Der freie Zugang (Open Access(pdf, 192KB)) zu wissenschaftlichen Publikationen und Forschungsdaten wird mittlerweile von vielen WissenschafterInnen betrieben und von vielen Forschungsstätten und Fördergebern auch eingefordert.

Diese Entwicklung haben am 21.11.2012 ExpertInnen aus Österreich zum Anlass genommen, unter der Schirmherrschaft der Universitätenkonferenz (UNIKO) und des Wissenschaftsfonds (FWF) das Open Access Netzwerk Austria (OANA) zu konstituieren und sich folgende Aufgaben gestellt:

  • Abstimmung der und Empfehlungen zu Open-Access-Aktivitäten der österreichischen Forschungsstätten, Fördergeber und Forschungspolitik

  • Positionierung gegenüber den Informationsanbietern (v.a. Verlage)

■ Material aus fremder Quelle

PR #11081, opened 2022-07-01
Auto-forward all workspace open ports when using Latest JetBrains IDEs

### LINKED ISSUE #10783: [jb] auto forward all ports
JB backend plugin should listen to supervisor port updates and auto forward all ports using Remote Dev APIs [[1](https://gitpod.slack.com/archives/C02BRJLGPGF/p1655728987129749?thread_ts=1655709305.050799&cid=C02BRJLGPGF)].

UI elements like port notifications then should respect such mapping.

felladrin:
## Description

Auto-forward all workspace open ports when using Latest JetBrains IDEs.

Changes included:
- Adds a `GitpodPortsService`, which is used by both _Stable_ and _Latest_ versions of the Backend Plugin.
- Adds a `GitpodPortForwardingService`, which affects only Latest (Unstable) Version of JetBrains IDEs, and controls the auto-forwarding of all ports.
- Adds a `GitpodPortsServiceTest` with a function unit test. It can be tested via IDE UI or command line [[1](https://github.com/gitpod-io/gitpod/pull/11081#discussion_r938863805)].
- Updates `GitpodTerminalService`, as we moved the implementation to forward all ports to `GitpodPortForwardingService`.
- Updates `GitpodClientProjectSessionTracker`, which displays notifications about ports that have just been opened, to have the correct localhost URL if the port is being forwarded. (A few other small changes were made on that file, which were suggestions from IntelliJ to improve the code).
- Updates `GitpodCLIService` to rewrite URLs coming from `gp preview`, when the URL is pointing to localhost, for pointing to the correct forwarded port on the client.
  - For example, a user starts a service on port 3000, which is automatically forwarded from the server to the user machine. But the user had port 3000 already occupied by some other process. What JetBrains IDE does, in this case, is looking for the next free port (3001, for example). So whenever the user runs `gp preview http://127.0.0.1:3000`, it should open `http://127.0.0.1:3001` on the browser.
  - Note: It currently doesn't happen because of [this issue](https://github.com/gitpod-io/gitpod/issues/11849), which will be solved later. So this shouldn't be tested in this PR. But the class is ready for when the issue is fixed.
- Update of gradle-intellij-plugin to v1.8.0, which adds [support for JetBrains Runtime 2022.2 directories layout](https://github.com/JetBrains/gradle-intellij-plugin/issues/1016).

Note: We confirmed with JetBrains that the host used for Forwarded Ports on the client is 127.0.0.1.

## Related Issue(s)

Resolves #10783

## How to test

- Open [Preferences on the Preview Environment of this PR](https://felladrin-d4177edc98.preview.gitpod-dev.com/preferences), select any JetBrains IDE, and mark Latest Release to use the EAP version of the IDE.
- Start any workspace, and once connected, execute any HTTP server from any terminal (can be a terminal used by a Gitpod Task or a new terminal created via the IDE UI). (You can run lama.sh for example: `sh <(curl lama.sh) -p 8080`)
- Click on the "Open Browser" link from the notification and confirm it opens `http://127.0.0.1:<forwarded_service_port>/` on your browser.
  image

Note:
- If the port is already occupied by another process, JetBrains IDE will look for some random open port. (This random port unfortunately isn't displayed anywhere at this moment. It will be solved in a follow-up PR.)
- The links from notifications about open ports should point to localhost only when using the Latest (Unstable) version of the IDE. When using the Stable version, links will point to the remote URL, as usual.
- This PR should be affecting just the toast notification, not the dialog [[1](https://github.com/gitpod-io/gitpod/pull/11081#discussion_r935444156)]. The dialog will be resolved in [another PR](https://github.com/gitpod-io/gitpod/issues/11849).

## Release Notes

```release-note
All open ports from the workspace are automatically forwarded when using Latest JetBrains IDEs.
```

## Documentation

None.

## Werft options:

- [x] /werft with-preview

### DIFF
--- a/components/ide/jetbrains/backend-plugin/src/main/kotlin/io/gitpod/jetbrains/remote/GitpodCLIService.kt
+++ b/components/ide/jetbrains/backend-plugin/src/main/kotlin/io/gitpod/jetbrains/remote/GitpodCLIService.kt
@@ -16,6 +16,10 @@ import com.intellij.openapi.project.Project
 import com.intellij.openapi.util.io.BufferExposingByteArrayOutputStream
 import com.intellij.openapi.util.io.FileUtilRt
 import com.intellij.util.application
+import com.intellij.util.withFragment
+import com.intellij.util.withPath
+import com.intellij.util.withQuery
+import com.jetbrains.rd.util.URI
 import io.netty.buffer.Unpooled
 import io.netty.channel.ChannelHandlerContext
 import io.netty.handler.codec.http.FullHttpRequest
@@ -31,6 +35,7 @@ import java.nio.file.Path
 class GitpodCLIService : RestService() {
 
     private val manager = service<GitpodManager>()
+    private val portsService = service<GitpodPortsService>()
 
     override fun getServiceName() = SERVICE_NAME
 
@@ -68,11 +73,28 @@ class GitpodCLIService : RestService() {
             if (url.isNullOrBlank()) {
                 return "url is missing"
             }
+
+            val resolvedUrl = resolveExternalUrl(url)
+
             return withClient(request, context) { project ->
-                BrowserUtil.browse(url, project)
+                BrowserUtil.browse(resolvedUrl, project)
             }
         }
         return "invalid operation"
+    }
+
+    private fun resolveExternalUrl(url: String): String {
+        val uri = URI.create(url)
+        val optionalLocalHostUriMetadata = portsService.extractLocalHostUriMetaDataForPortMapping(uri)
+
+        return when {
+            optionalLocalHostUriMetadata.isEmpty -> url
+            else -> portsService.getLocalHostUriFromHostPort(optionalLocalHostUriMetadata.get().port)
+                    .withPath(uri.path)
+                    .withQuery(uri.query)
+                    .withFragment(uri.fragment)
+                    .toString()
+        }
     }
 
     private fun withClient(request: FullHttpRequest, context: ChannelHandlerContext, action: (project: Project?) -> Unit): String? {
--- a/components/ide/jetbrains/backend-plugin/src/main/kotlin/io/gitpod/jetbrains/remote/GitpodClientProjectSessionTracker.kt
+++ b/components/ide/jetbrains/backend-plugin/src/main/kotlin/io/gitpod/jetbrains/remote/GitpodClientProjectSessionTracker.kt
@@ -33,11 +33,13 @@ import org.jetbrains.ide.BuiltInServerManager
 import java.util.concurrent.CancellationException
 import java.util.concurrent.CompletableFuture
 
+@Suppress("UnstableApiUsage", "OPT_IN_USAGE")
 class GitpodClientProjectSessionTracker(
         private val session: ClientProjectSession
 ) : Disposable {
 
     private val manager = service<GitpodManager>()
+    private val portsService = service<GitpodPortsService>()
 
     private lateinit var info: Info.WorkspaceInfoResponse
     private val lifetime = Lifetime.Eternal.createNested()
@@ -54,19 +56,26 @@ class GitpodClientProjectSessionTracker(
         }
     }
 
-    private fun isExposedServedPort(port: Status.PortsStatus?): Boolean {
+    private fun isExposedServedPort(port: PortsStatus?): Boolean {
         if (port === null) {
             return false
         }
         return port.served && port.hasExposed()
     }
 
+    private fun getForwardedPortUrl(port: PortsStatus): String {
+        return when {
+            portsService.isForwarded(port.localPort) -> portsService.getLocalHostUriFromHostPort(port.localPort).toString()
+            else -> port.exposed.url
+        }
+    }
+
     private fun showOpenServiceNotification(port: PortsStatus, offerMakePublic: Boolean = false) {
         val message = "A service is available on port ${port.localPort}"
         val notification = manager.notificationGroup.createNotification(message, NotificationType.INFORMATION)
 
-        val openBrowserAction = NotificationAction.createSimple("Open Browser") {
-            openBrowser(port.exposed.url)
+        val openBrowserAction = NotificationAction.createSimple("Open browser") {
+            openBrowser(getForwardedPortUrl(port))
         }
         notification.addAction(openBrowserAction)
 
@@ -76,7 +85,7 @@ class GitpodClientProjectSessionTracker(
                     makePortPublic(info.workspaceId, port)
                 }
             }
-            val makePublicAction = NotificationAction.createSimple("Make Public", makePublicLambda)
+            val makePublicAction = NotificationAction.createSimple("Make public", makePublicLambda)
             notification.addAction(makePublicAction)
         }
 
@@ -113,7 +122,7 @@ class GitpodClientProjectSessionTracker(
         val backendPort = BuiltInServerManager.getInstance().waitForStart().port
         val serverPort = StartupUtil.getServerFuture().await().port
         val ignorePorts = listOf(backendPort, serverPort, 5990)
-        val portsStatus = hashMapOf<Int, Status.PortsStatus>()
+        val portsStatus = hashMapOf<Int, PortsStatus>()
 
         val status = StatusServiceGrpc.newStub(GitpodManager.supervisorChannel)
         while (isActive) {
@@ -147,7 +156,7 @@ class GitpodClientProjectSessionTracker(
                                         }
 
                                         if (port.exposed.onExposed.number == Status.OnPortExposedAction.open_browser_VALUE || port.exposed.onExposed.number == Status.OnPortExposedAction.open_preview_VALUE) {
-                                            openBrowser(port.exposed.url)
+                                            openBrowser(getForwardedPortUrl(port))
                                             continue
                                         }
 
@@ -157,7 +166,7 @@ class GitpodClientProjectSessionTracker(
                                         }
 
                                         if (port.exposed.onExposed.number == Status.OnPortExposedAction.notify_private_VALUE) {
-                                            showOpenServiceNotification(port, port.exposed.visibilityValue !== PortVisibility.public_visibility_VALUE)
+                                            showOpenServiceNotification(port, port.exposed.visibilityValue != PortVisibility.public_visibility_VALUE)
                                             continue
                                         }
                                     }
--- a/components/ide/jetbrains/backend-plugin/src/main/kotlin/io/gitpod/jetbrains/remote/GitpodPortsService.kt
+++ b/components/ide/jetbrains/backend-plugin/src/main/kotlin/io/gitpod/jetbrains/remote/GitpodPortsService.kt
@@ -1,0 +1,81 @@
+// Copyright (c) 2022 Gitpod GmbH. All rights reserved.
+// Licensed under the GNU Affero General Public License (AGPL).
+// See License-AGPL.txt in the project root for license information.
+
+package io.gitpod.jetbrains.remote
+
+import com.intellij.openapi.diagnostic.thisLogger
+import com.jetbrains.rd.util.URI
+import org.apache.http.client.utils.URIBuilder
+import java.util.Optional
+import java.util.regex.Pattern
+
+class GitpodPortsService {
+    companion object {
+        /** Host used by forwarded ports on JetBrains Client. */
+        const val FORWARDED_PORT_HOST = "127.0.0.1"
+    }
+    private val hostToClientForwardedPortMap: MutableMap<Int, Int> = mutableMapOf()
+
+    fun isForwarded(hostPort: Int): Boolean = hostToClientForwardedPortMap.containsKey(hostPort)
+
+    private fun getForwardedPort(hostPort: Int): Optional<Int> = Optional.ofNullable(hostToClientForwardedPortMap[hostPort])
+
+    fun setForwardedPort(hostPort: Int, clientPort: Int) {
+        hostToClientForwardedPortMap[hostPort] = clientPort
+    }
+
+    fun removeForwardedPort(hostPort: Int) {
+        hostToClientForwardedPortMap.remove(hostPort)
+    }
+
+    fun getLocalHostUriFromHostPort(hostPort: Int): URI {
+        val optionalForwardedPort = getForwardedPort(hostPort)
+
+        val port = if (optionalForwardedPort.isPresent) {
+            optionalForwardedPort.get()
+        } else {
+            thisLogger().warn(
+                    "gitpod: Tried to get the forwarded port of $hostPort, which was not forwarded. " +
+                    "Returning $hostPort itself."
+            )
+            hostPort
+        }
+
+        return URIBuilder()
+                .setScheme("http")
+                .setHost(FORWARDED_PORT_HOST)
+                .setPort(port)
+                .build()
+    }
+
+    interface LocalHostUriMetadata {
+        val address: String
+        val port: Int
+    }
+
+    fun extractLocalHostUriMetaDataForPortMapping(uri: URI): Optional<LocalHostUriMetadata> {
+        if (uri.scheme != "http" && uri.scheme != "https") return Optional.empty()
+
+        val localhostMatch = Pattern.compile("^(localhost|127(?:\\.[0-9]+){0,2}\\.[0-9]+|0+(?:\\.0+){0,2}\\.0+|\\[(?:0*:)*?:?0*1?])(?::(\\d+))?\$").matcher(uri.authority)
+
+        if (!localhostMatch.find()) return Optional.empty()
+
+        var address = localhostMatch.group(1)
+        if (address.startsWith('[') && address.endsWith(']')) {
+            address = address.substring(1, address.length - 2)
+        }
+
+        var port = 443
+        try {
+            port = localhostMatch.group(2).toInt()
+        } catch (throwable: Throwable){
+            if (uri.scheme == "http") port = 80
+        }
+
+        return Optional.of(object: LocalHostUriMetadata {
+             override val address = address
+             override val port = port
+        })
+    }
+}
--- a/components/ide/jetbrains/backend-plugin/src/main/kotlin/io/gitpod/jetbrains/remote/latest/GitpodPortForwardingService.kt
+++ b/components/ide/jetbrains/backend-plugin/src/main/kotlin/io/gitpod/jetbrains/remote/latest/GitpodPortForwardingService.kt
@@ -1,0 +1,129 @@
+// Copyright (c) 2022 Gitpod GmbH. All rights reserved.
+// Licensed under the GNU Affero General Public License (AGPL).
+// See License-AGPL.txt in the project root for license information.
+
+package io.gitpod.jetbrains.remote.latest
+
+import com.intellij.openapi.components.service
+import com.intellij.openapi.diagnostic.thisLogger
+import com.intellij.openapi.project.Project
+import com.intellij.remoteDev.util.onTerminationOrNow
+import com.intellij.util.application
+import com.jetbrains.codeWithMe.model.RdPortType
+import com.jetbrains.rd.platform.util.lifetime
+import com.jetbrains.rd.util.lifetime.LifetimeStatus
+import com.jetbrains.rdserver.portForwarding.ForwardedPortInfo
+import com.jetbrains.rdserver.portForwarding.PortForwardingManager
+import com.jetbrains.rdserver.portForwarding.remoteDev.PortEventsProcessor
+import io.gitpod.jetbrains.remote.GitpodManager
+import io.gitpod.jetbrains.remote.GitpodPortsService
+import io.gitpod.supervisor.api.Status
+import io.gitpod.supervisor.api.StatusServiceGrpc
+import io.grpc.stub.ClientCallStreamObserver
+import io.grpc.stub.ClientResponseObserver
+import io.ktor.utils.io.*
+import java.util.concurrent.CompletableFuture
+import java.util.concurrent.TimeUnit
+
+@Suppress("UnstableApiUsage")
+class GitpodPortForwardingService(private val project: Project) {
+    companion object {
+        const val FORWARDED_PORT_LABEL = "gitpod"
+    }
+
+    private val portsService = service<GitpodPortsService>()
+
+    init { start() }
+
+    private fun start() {
+        if (application.isHeadlessEnvironment) return
+
+        observePortsListWhileProjectIsOpen()
+    }
+
+    private fun observePortsListWhileProjectIsOpen() = application.executeOnPooledThread {
+        while (project.lifetime.status == LifetimeStatus.Alive) {
+            try {
+                observePortsList().get()
+            } catch (throwable: Throwable) {
+                when (throwable) {
+                    is InterruptedException, is CancellationException -> break
+                    else -> thisLogger().error(
+                            "gitpod: Got an error while trying to get ports list from Supervisor. " +
+                                    "Going to try again in a second.",
+                            throwable
+                    )
+                }
+            }
+
+            TimeUnit.SECONDS.sleep(1)
+        }
+    }
+
+    private fun observePortsList(): CompletableFuture<Void> {
+        val completableFuture = CompletableFuture<Void>()
+
+        val statusServiceStub = StatusServiceGrpc.newStub(GitpodManager.supervisorChannel)
+
+        val portsStatusRequest = Status.PortsStatusRequest.newBuilder().setObserve(true).build()
+
+        val portsStatusResponseObserver = object :
+                ClientResponseObserver<Status.PortsStatusRequest, Status.PortsStatusResponse> {
+            override fun beforeStart(request: ClientCallStreamObserver<Status.PortsStatusRequest>) {
+                project.lifetime.onTerminationOrNow { request.cancel("gitpod: Project terminated.", null) }
+            }
+            override fun onNext(response: Status.PortsStatusResponse) {
+                application.invokeLater { updateForwardedPortsList(response) }
+            }
+            override fun onCompleted() { completableFuture.complete(null) }
+            override fun onError(throwable: Throwable) { completableFuture.completeExceptionally(throwable) }
+        }
+
+        statusServiceStub.portsStatus(portsStatusRequest, portsStatusResponseObserver)
+
+        return completableFuture
+    }
+
+    private fun updateForwardedPortsList(response: Status.PortsStatusResponse) {
+        val portForwardingManager = PortForwardingManager.getInstance(project)
+        val forwardedPortsList = portForwardingManager.getForwardedPortsWithLabel(FORWARDED_PORT_LABEL)
+
+        for (port in response.portsList) {
+            val hostPort = port.localPort
+            val isServed = port.served
+
+            if (isServed && !forwardedPortsList.containsKey(hostPort)) {
+                val portEventsProcessor = object : PortEventsProcessor {
+                    override fun onPortForwarded(hostPort: Int, clientPort: Int) {
+                        portsService.setForwardedPort(hostPort, clientPort)
+                        thisLogger().info("gitpod: Forwarded port $hostPort to client's port $clientPort.")
+                    }
+
+                    override fun onPortForwardingEnded(hostPort: Int) {
+                        thisLogger().info("gitpod: Finished forwarding port $hostPort.")
+                    }
+
+                    override fun onPortForwardingFailed(hostPort: Int, reason: String) {
+                        thisLogger().error("gitpod: Failed to forward port $hostPort: $reason")
+                    }
+                }
+
+                val portInfo = ForwardedPortInfo(
+                        hostPort,
+                        RdPortType.HTTP,
+                        FORWARDED_PORT_LABEL,
+                        emptyList(),
+                        portEventsProcessor
+                )
+
+                portForwardingManager.forwardPort(portInfo)
+            }
+
+            if (!isServed && forwardedPortsList.containsKey(hostPort)) {
+                portForwardingManager.removePort(hostPort)
+                portsService.removeForwardedPort(hostPort)
+                thisLogger().info("gitpod: Stopped forwarding port $hostPort.")
+            }
+        }
+    }
+}
--- a/components/ide/jetbrains/backend-plugin/build.gradle.kts
+++ b/components/ide/jetbrains/backend-plugin/build.gradle.kts
@@ -13,7 +13,7 @@ plugins {
     // Kotlin support - check the latest version at https://plugins.gradle.org/plugin/org.jetbrains.kotlin.jvm
     id("org.jetbrains.kotlin.jvm") version "1.7.0"
     // gradle-intellij-plugin - read more: https://github.com/JetBrains/gradle-intellij-plugin
-    id("org.jetbrains.intellij") version "1.6.0"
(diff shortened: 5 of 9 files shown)


akosyakov:
It is not enough to forward. We should make use of them, in UI elements like notifications. Could you review please the backend for such places and there we use port URL translate them to localhost host if available.

felladrin:
> It is not enough to forward. We should make use of them, in UI elements like notifications. Could you review please the backend for such places and there we use port URL translate them to localhost host if available?

Understood. In this case, we'll see some files being duplicated (between "stable" and "latest" folders/packages), as port forwarding only works on "latest".

I'll leave this PR as a Draft while I update it.

felladrin:
Updated! It's ready for review again!

components/ide/jetbrains/backend-plugin/src/main/kotlin/io/gitpod/jetbrains/remote/GitpodCLIService.kt
```diff
@@ -64,10 +65,30 @@ class GitpodCLIService : RestService() {
...
-            val url = getStringParameter("url", urlDecoder)
+            var url = getStringParameter("url", urlDecoder)
+
             if (url.isNullOrBlank()) {
                 return "url is missing"
             }
+
+            // When it's auto-forwarding ports, we need to consider Gitpod Tasks running "gp preview".
+            // For example: gp preview --external $(gp url 3000)
+            if (manager.isAutoForwardingPorts) {
```
akosyakov, line 76: if a user wants to access exposed API then we should not translate it to local.

We should mimic logic of VS Code [[1](https://github.com/gitpod-io/openvscode-server/blob/9d68ec908452a065efdd6e8430c67b2898e4f038/src/vs/gitpod/browser/workbench/workbench.ts#L908-L926)] and apply it in similar situations.

felladrin: Let me check.

felladrin: @akosyakov, I didn't understand the usage of tunnels and how I should use them here.

The port forwarding of JetBrains is not related to the tunnels used by the Local Companion App, right?

Could you clarify? Or we can sync tomorrow.

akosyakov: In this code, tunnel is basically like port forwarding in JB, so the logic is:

  • Ansprechpartner und Informationsquelle für die WissenschafterInnen, Forschungsstätten und (Forschungs-) Politik

  • Bereitstellung von Informationen für WissenschafterInnen und Forschungsstätten über die gemeinsame Website: www.oana.at

Mittlerweile konnten Ansprechpersonen an vielen Forschungsstätten, bei Förderorganisationen und in der Forschungspolitik gewonnen werden, und es steht zu erwarten, dass noch einige hinzukommen werden.

Für den Herbst 2013 ist eine Informationsveranstaltung für die Ansprechpersonen geplant, zu der noch eine gesonderte Einladung erfolgen wird.